[Stored data entries]
------------

PR #2242, opened 2023-04-16
Prepare for language translations

afh:
This PR adds support for international languages by fully enabling gettext support in Ledger.

Since this is a larger PR I'll tag is as a draft, so folks can chime in and provide feedback.

The changes are widespread throughout the codebase as the way that Ledger's creates its output messages had to change. Please review the inline comments on this PR for questions, details of note, and further context on the thinking that went into this PR.

Some of Ledgers messages were pieced together in output streams, yet to better support translations to languages that have a grammar that is very different from English or similar Roman languages the use of format strings is preferred. Other messages would benefit from comments made available to translators as to provide
more context about the message and its placeholder parameters.

Example:

| | `src/draft.cc`
| --- | ---
| **Before** | `out << _("Date:       ") << *date << std::endl;`
| **After** | `out << _f("Date:       %1%") % *date << std::endl;`

☝️P.S.: This is the result of a few days work on many areas of the code, hence I kindly request thorough review should something have slipped my attention, while wrangling all the necessary changes to make this a reality.

✌️P.P.S.: separate PR will follow that adds the first international language to Ledger.

Closes #1241

PR #2243, opened 2023-04-16
German translation

afh:
This PR adds a very first (read: bad) translation of Ledger's messages to :de:. As a native speaker I should be able to do a better job (and will). Yet my focus for this PR was to get an impression on all (~500 😮‍💨) the Ledger messages and the infrastructure to support international languages in Ledger.

I will look for inspiration from [translationproject](https://translationproject.org), oftentime when developing (and thinking) in English it is hard for me to switch back and forth to German when trying to come up with good translation.

Please see below for inline comments and context about the changes.

One thing to emphasise are the changes related to handling special metadata tags, e.g. `Payee` und `UUID`. Ledger currently allows these to be translated (and it does make sense) yet for compatibility I believe ledger should always recognize and support the English version.

This is a companion PR that stacks on top of #2242.

Tested using nix 🥳:tada:

```
% nix run . -- --version
Ledger 3.3.2, the command-line accounting tool
with support for gpg encrypted journals and with Python support

Copyright (c) 2003-2023, John Wiegley.  All rights reserved.

This program is made available under the terms of the BSD Public License.
See LICENSE file included with the distribution for details and disclaimer.
% /usr/bin/env LC_MESSAGES=de nix run . -- --version
Ledger 3.3.2, das kommandozeilenbasierte Buchführungsprogramm
mit Unterstützung für gpg verschlüsselte Journale und mit Unterstützung für Python

Copyright (c) 2003-2023, John Wiegley.  Alle Rechte vorbehalten.

Dieses Programm wird unter den Bedinungen der BSD Public License zur Verfügung gestellt.
Die in der Distribution enthaltente LICENSE Datei enthält weitere Details und die Ausschlussklausel.
```

## TODO
- [ ] Add tests
- [ ] Improve translation

### DIFF
--- a/po/de.po
+++ b/po/de.po
@@ -1,0 +1,2393 @@
+# German translations for Ledger package.
+# Copyright (C) 2023 John Wiegley
+# This file is distributed under the same license as the Ledger package.
+#
+msgid ""
+msgstr ""
+"Project-Id-Version: Ledger 3.3.2\n"
+"Report-Msgid-Bugs-To: https://bugs.ledger-cli.org\n"
+"POT-Creation-Date: 2023-04-16 15:36+0200\n"
+"PO-Revision-Date: 2023-04-15 10:04+0200\n"
+"Last-Translator: Alexis Hildebrandt\n"
+"Language-Team: none\n"
+"Language: de\n"
+"MIME-Version: 1.0\n"
+"Content-Type: text/plain; charset=UTF-8\n"
+"Content-Transfer-Encoding: 8bit\n"
+"Plural-Forms: nplurals=2; plural=(n != 1);\n"
+
+#: times.cc:1410 times.cc:1429
+#, boost-format
+msgid "   range: %1%"
+msgstr "   Bereich: %1%"
+
+#: times.cc:1412 times.cc:1431
+#, boost-format
+msgid "   start: %1%"
+msgstr "   Beginn: %1%"
+
+#: times.cc:1414 times.cc:1433
+#, boost-format
+msgid "  finish: %1%"
+msgstr "  Ende: %1%"
+
+#: format.cc:256
+msgid "%$ field reference must be a digit from 1-9"
+msgstr "%# Feldverweis muss eine Zahl von 1-9 sein"
+
+#: format.cc:268
+msgid "%$ reference to a non-existent prior field"
+msgstr "%# verweist auf ein nicht-existents vorheriges Feld"
+
+#. TRANSLATORS:
+#. %1% signifies desc
+#. %2% signifies a filename
+#: item.cc:596
+#, boost-format
+msgid "%1% from \"%2%\""
+msgstr "%1% aus \"%2%\""
+
+#. TRANSLATORS: %1% signifies desc
+#: item.cc:588
+#, boost-format
+msgid "%1% from streamed input:"
+msgstr "%1% aus streamed Eingabe:"
+
+#: parser.cc:116 parser.cc:140 parser.cc:157 parser.cc:198 parser.cc:228
+#: parser.cc:295 parser.cc:327 parser.cc:354 parser.cc:380 parser.cc:389
+#: query.cc:254 query.cc:350 query.cc:379 query.cc:403
+#, boost-format
+msgid "%1% operator not followed by argument"
+msgstr "%1% Operator nicht von einem Argument gefolgt"
+
+#. TRANSLATORS: This is an error message when the gpgme encryption library
+#. could not be initialized.
+#. %1% refers to the source of the error
+#. %2% refers to the actual error as a string.
+#: gpgme.cc:170
+#, boost-format
+msgid "%1%: %2%"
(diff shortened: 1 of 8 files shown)


src/post.cc
```diff
@@ -126,6 +126,8 @@ string post_t::payee_from_tag() const
 {
   if (optional<value_t> post_payee = get_tag(_("Payee")))
     return post_payee->as_string();
+  else if (optional<value_t> post_payee = get_tag("Payee"))
+    return post_payee->as_string();
```
afh, line 130: Assume someone has a Ledger journal and has made use of the special metadata tag `Payee`. With the changes in this PR they are able to make Ledger <HeavyGermanAccent>speak German</HeavyGermanAccent>.

Without [this change](https://github.com/ledger/ledger/pull/2243/commits/ac4f561fa2586fe0545abf4344474812b5aad951) their journal would no longer recognize the English `Payee` keyword they have in their journal as Ledger would look for the German equivalent, i.e. `Empfänger`.

Therefore I believe Ledger should always support and recognize the English name of special metadata tags.

po/de.po
```diff
@@ -0,0 +1,2393 @@
+# German translations for Ledger package.
```
afh, line 1: Several words like `commodity` have not (yet) been translated. This was already quite a bit of work as it is and my brain went 👻 while thinking in English when working on this PR and switching to translation mode when expanding on this file.

jwiegley:
Ich glaube wirklich nicht, dass ich qualifiziert bin, die Übersetzungen speziell zu überprüfen, obwohl ich die Codeänderungen gutheiße. Vielleicht könnte ein anderer Muttersprachler seine Zustimmung geben, wenn es fertig ist?

afh:
Ich wusste gar nicht, daß Du so gut Deutsch sprichst, John! Heißt das, daß ich die PR Beschreibungen zukünftig komplett in Deutsch schreiben kann? 😅

jwiegley:
Ach, es gab eine Zeit, in der ich das genossen hätte. Während meiner Highschool- und Collegejahre habe ich mit großer Intensität Deutsch gelernt und wollte tatsächlich nach Deutschland ziehen, um dort als Programmierer zu arbeiten. Doch dann vergingen die Jahre und es gab zu wenig Gelegenheiten, die Sprache hier in den Staaten anzuwenden. Und realistisch betrachtet ist es viel effizienter, wenn Deutsche mit mir auf Englisch kommunizieren, als wenn ich meine brüchigen Sprachkenntnisse an ihnen ausprobiere. Und so habe ich am Ende den Großteil meiner Fähigkeiten verloren. Glücklicherweise ist ChatGPT ein großartiger Assistent, der mir hilft, die Lücken zu füllen, wo das Vergessen mich eingeholt hat, und zumindest kann ich das Ergebnis Korrektur lesen und sicherstellen, dass ich nicht wie ein verrückter Mensch klinge.

And so yes, much better to continue in English, to avoid the inefficiency of translation getting in the way of a timely response. :)

afh:
I came across an article ["[o]n writing better error messages"](https://onlineornot.com/write-better-error-messages) recently and feel somewhat inspired to re-work the existing messages Ledger prints.

My thinking is around coming up with a "scheme" for message-categories, i.e. how can error messages be differentiated linguistically from info messages.

How would you feel about a PR that may or may not rewrite the majority of Ledger's messages, @jwiegley?


ℹ️ The article's essence is:

* **Who** caused the error?
* **What** happened, and why?
* **When** will it be fixed?
* **How** can the user respond to the error?

jwiegley:
Can you show me a few examples? That would better help me determine if the heavy lift is worth your time...

afh:
That is very considerate, @jwiegley, thank you. I believe it is worth the time to do soon, i.e. before folks volunteer to translate into other languages, as such a potentially large scale change will effectively require the re-translation.

Here are some quick examples:

| Current Message | Possibly Improved Message
| --- | ---
| Cannot add an uninitialized amount to an amount | Initialize the uninitialized amount %1% with a value to add it to the amount %2%
| Cannot add two uninitialized amounts | Initialize the uninitialized amounts with a value to add them together
| Cannot 'not' %1% | The 'not' operator could not be applied to %1%
| Error in the pager | The pager program %1% exited with error status %2%

And maybe a first good take is consolidating use of 'Cannot' vs' Could not' and proper quoting of arguments within messages.

I just had an interesting idea: We could use gettext to get a feel for rewording by simply providing po/en.po with different messages 😆

jwiegley:
The latter two are definitely an improvement, but I find the top two to be more confusing. They don't directly inform the user about the mistake they made. By rephrasing it in terms of what would have worked, it can make the actual problem harder to spot...

jwiegley:
Oh yes, that sounds great, Alexis! Good work you're doing here, and I think it will be helpful to many once we hammer it out.

jwiegley:
Closing draft after much time. Please re-open when work is ready to resume!

afh:
Thanks for the clean-up! 👍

------------

* _The problem_: Filter the entries above down to the lines that hold the word "gettext", and copy those lines.

* _Solution for this exercise_:
This PR adds support for international languages by fully enabling gettext support in Ledger.
I just had an interesting idea: We could use gettext to get a feel for rewording by simply providing po/en.po with different messages 😆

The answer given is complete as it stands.